:: SOURCE INFORMATION ::
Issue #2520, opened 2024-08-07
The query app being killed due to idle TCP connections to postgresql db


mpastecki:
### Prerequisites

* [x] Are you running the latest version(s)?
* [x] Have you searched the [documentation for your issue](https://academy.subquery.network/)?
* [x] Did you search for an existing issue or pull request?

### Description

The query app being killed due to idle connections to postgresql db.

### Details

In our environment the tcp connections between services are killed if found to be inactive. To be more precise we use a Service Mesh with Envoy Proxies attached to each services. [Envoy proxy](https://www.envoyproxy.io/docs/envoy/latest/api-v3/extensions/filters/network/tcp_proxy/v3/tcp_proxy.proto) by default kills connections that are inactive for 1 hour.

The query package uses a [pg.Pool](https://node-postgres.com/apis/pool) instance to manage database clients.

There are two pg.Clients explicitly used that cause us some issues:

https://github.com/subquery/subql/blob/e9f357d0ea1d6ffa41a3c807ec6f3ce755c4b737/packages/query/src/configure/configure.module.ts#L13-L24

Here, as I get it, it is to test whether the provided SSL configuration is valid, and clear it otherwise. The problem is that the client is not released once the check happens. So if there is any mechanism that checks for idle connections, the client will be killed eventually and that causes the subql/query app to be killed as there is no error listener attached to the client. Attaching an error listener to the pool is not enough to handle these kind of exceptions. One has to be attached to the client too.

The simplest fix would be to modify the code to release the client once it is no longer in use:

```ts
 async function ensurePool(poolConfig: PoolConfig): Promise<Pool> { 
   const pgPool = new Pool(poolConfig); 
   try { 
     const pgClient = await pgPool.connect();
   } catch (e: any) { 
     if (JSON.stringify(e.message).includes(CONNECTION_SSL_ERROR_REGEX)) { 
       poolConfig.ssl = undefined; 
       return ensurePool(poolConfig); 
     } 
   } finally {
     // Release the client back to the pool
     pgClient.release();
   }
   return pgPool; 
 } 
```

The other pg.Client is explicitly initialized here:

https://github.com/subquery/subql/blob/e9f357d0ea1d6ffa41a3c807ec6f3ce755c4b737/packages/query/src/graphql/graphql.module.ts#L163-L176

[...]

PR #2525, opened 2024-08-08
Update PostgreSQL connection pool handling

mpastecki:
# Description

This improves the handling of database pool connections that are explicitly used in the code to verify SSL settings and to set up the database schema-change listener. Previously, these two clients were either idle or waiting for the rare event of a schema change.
:::
TASK OBJECTIVE | Would you output every line of the listing exactly as given?

RESPONSE TO THE EXERCISE |
Issue #2520, opened 2024-08-07
The query app being killed due to idle TCP connections to postgresql db


mpastecki:
### Prerequisites

* [x] Are you running the latest version(s)?
* [x] Have you searched the [documentation for your issue](https://academy.subquery.network/)?
* [x] Did you search for an existing issue or pull request?

### Description

The query app being killed due to idle connections to postgresql db.

### Details

In our environment the tcp connections between services are killed if found to be inactive. To be more precise we use a Service Mesh with Envoy Proxies attached to each services. [Envoy proxy](https://www.envoyproxy.io/docs/envoy/latest/api-v3/extensions/filters/network/tcp_proxy/v3/tcp_proxy.proto) by default kills connections that are inactive for 1 hour.

The query package uses a [pg.Pool](https://node-postgres.com/apis/pool) instance to manage database clients.

There are two pg.Clients explicitly used that cause us some issues:

https://github.com/subquery/subql/blob/e9f357d0ea1d6ffa41a3c807ec6f3ce755c4b737/packages/query/src/configure/configure.module.ts#L13-L24

Here, as I get it, it is to test whether the provided SSL configuration is valid, and clear it otherwise. The problem is that the client is not released once the check happens. So if there is any mechanism that checks for idle connections, the client will be killed eventually and that causes the subql/query app to be killed as there is no error listener attached to the client. Attaching an error listener to the pool is not enough to handle these kind of exceptions. One has to be attached to the client too.

The simplest fix would be to modify the code to release the client once it is no longer in use:

```ts
 async function ensurePool(poolConfig: PoolConfig): Promise<Pool> { 
   const pgPool = new Pool(poolConfig); 
   try { 
     const pgClient = await pgPool.connect();
   } catch (e: any) { 
     if (JSON.stringify(e.message).includes(CONNECTION_SSL_ERROR_REGEX)) { 
       poolConfig.ssl = undefined; 
       return ensurePool(poolConfig); 
     } 
   } finally {
     // Release the client back to the pool
     pgClient.release();
   }
   return pgPool; 
 } 
```

The other pg.Client is explicitly initialized here:

https://github.com/subquery/subql/blob/e9f357d0ea1d6ffa41a3c807ec6f3ce755c4b737/packages/query/src/graphql/graphql.module.ts#L163-L176

[...]

PR #2525, opened 2024-08-08
Update PostgreSQL connection pool handling

mpastecki:
# Description

This improves the handling of database pool connections that are explicitly used in the code to verify SSL settings and to set up the database schema-change listener. Previously, these two clients were either idle or waiting for the rare event of a schema change.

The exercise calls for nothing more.